Не злиться не получилось. Но на язвительное: «Тоже мне, челове-ек!» – я не откликнулся. С нарочитой тщательностью проверил, высохла ли краска, и повалил куклу на спину. Она с утробным стоном запахнула глаза. Таков был ответ на хамское хамство второго я. Наверное, так престарелые шлюхи принимают последнего за день клиента. Тот из своих – докучливый, безденежный и быстрый, как пчела: ужалил и умер.
Все той же быстросохнущей зеленью я вывел тонкой колонковой кистью на широком лбу «Мауро-котяуро». Странно, но всё поместилось. И выглядело опрятнее звезд. «Журналисту буквы легче звезд даются», – набрел я на подходящее объяснение. О ком речь, кто этот журналист – не уточнил. Правильно.
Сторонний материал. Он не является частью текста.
PR #8040, opened 2021-04-01
[stable6.12] Cherry-pick debug button and asset carryover changes

shakao:
- https://github.com/microsoft/pxt/pull/8029 - request from Kiki, she said that in user testing people don't think of the "Feedback" button as a way to report bugs or issues, so she wanted a separate "Bug" button that will toggle the Usabilla form
- https://github.com/microsoft/pxt/pull/8032 - slightly bigger change, but is related to https://github.com/microsoft/pxt/pull/7998; this fixes the asset carryover when you click "Start Fresh" on a skillmap activity. we can leave this out and not have the asset carryover for now but should probably sync with kiki to make sure that's okay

«Вот если журналист – звезда…» – вывел было докучливый, но я не повелся.
Мало кто из общих знакомых верил, что Маурицио – настоящее имя темнокожего парня. Надо заметить, что не столько цвет кожи будоражил сомнения, сколько тип лица, акцент, ну и вообще… Маурицио, конечно же, это чувствовал, но не смущался и продолжал настойчиво, где-то даже с вызовом представляться звучным итальянским именем. Больше того – итальянцем в щедро сосчитанном поколении. Позже сведения о биографии подверглись уточнению и недоверчивые граждане были оповещены, что наш итальянец ко всему прочему – коренной флорентиец. В Зимбабве, понятное дело, его занесло по чистой случайности, уже юношей. Там наш герой пережил таинственную генетическую катастрофу и внешность его мутировала. До мутации его принимали за младшего брата Сильвестра Сталлоне. С юга, поэтому так сильно загоревшего.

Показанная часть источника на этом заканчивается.